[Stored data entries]
Issue #3878, opened 2019-06-05
More visible indication that a widget *and dashboard* are refreshing


arikfr:
Currently when a widget is refreshing we show a small spinner in the bottom left corner of the widget, which is easy to miss.

Also, when refreshing a dashboard it's not clear when the whole dashboard is refreshed.

arikfr:
@ranbena as a follow up to yesterday's discussion, see my comment about the dashboard -- maybe we should have a dashboard level indication that a refresh is in progress? This way, when the user is refreshing the whole dashboard, they don't need to hunt for individual widget indications.

ranbena:
Yes, that makes sense 👍

ranbena:
I played around with a few versions (badges, refresh button text) but following our dashboard "Saving..." indication here's my suggestion:

<img src="https://user-images.githubusercontent.com/486954/58975772-ff494180-8782-11e9-9b28-cfa27e4c77d1.gif" width=400 />

This indication will appear in all cases in which widgets are refreshing:
1. Bulk refresh - manual and scheduled.
2. Widget refresh - manual and on parameter change.

The number indicator shows how many widgets are being refreshed at the moment, and the indicator disappears altogether when none remain.

arikfr:
I would change the counter to show the total too to make it easier to understand it's counting widgets (i.e. `Refreshing (2/7...`).

But are you sure it's not too simple visually? :) 
Btw, what about showing a [Notification](https://ant.design/components/notification/) or a [Message](https://ant.design/components/message/) with this content?

arikfr:
Also, having a dashboard level indicator doesn't remove the need to make the spinner a bit more noticeable.

ranbena:
> I would change the counter to show the total too to make it easier to understand it's counting widgets (i.e. `Refreshing (2/7...`).

I experimented with the following:

1. Feels too verbose
   <img width="356" alt="Screen Shot 2019-06-05 at 11 27 28" src="https://user-images.githubusercontent.com/486954/58976531-ee99cb00-8784-11e9-8045-3f3a853df662.png">

2. Minimal but might give the false notion that it's refreshing 7 widgets one by one 😓
   <img width="330" alt="Screen Shot 2019-06-05 at 11 26 54" src="https://user-images.githubusercontent.com/486954/58976532-ef326180-8784-11e9-97e3-c64cc525045a.png">
[...]

PR #3970, opened 2019-07-10
Added widget header refresh indicator

ranbena:
- [x] Feature

## Description
Testing indicator design.
Play with it [in the preview](https://deploy-preview-3970--redash-preview.netlify.com/dashboard/artists?p_AlbumId=4&p_test=MrCirca&p_text=Wor&p_number=4&p_date=2019-06-05&p_range.start=2019-06-07&p_range.end=2019-06-21&p_w191_AlbumId=4&p_w210_new=test).

ezgif com-video-to-gif

https://github.com/getredash/redash/issues/3878


arikfr:
It looks good, but why in the right top corner and not in the bottom left where we already have a spinner? Just replace the existing spinner with this one when the query executes?

ranbena:
> It looks good, but why in the right top corner and not in the bottom left where we already have a spinner? Just replace the existing spinner with this one when the query executes?

Our assumption is that it's not clear when a widget is refreshing. It's obvious that the text and spinner are inconspicuous, so that's what I went for with my first experimentations.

*Task to carry out:* Would you report every line of the entries above containing the word "Screen"?

*Answer to the problem:*
   <img width="356" alt="Screen Shot 2019-06-05 at 11 27 28" src="https://user-images.githubusercontent.com/486954/58976531-ee99cb00-8784-11e9-8045-3f3a853df662.png">
   <img width="330" alt="Screen Shot 2019-06-05 at 11 26 54" src="https://user-images.githubusercontent.com/486954/58976532-ef326180-8784-11e9-97e3-c64cc525045a.png">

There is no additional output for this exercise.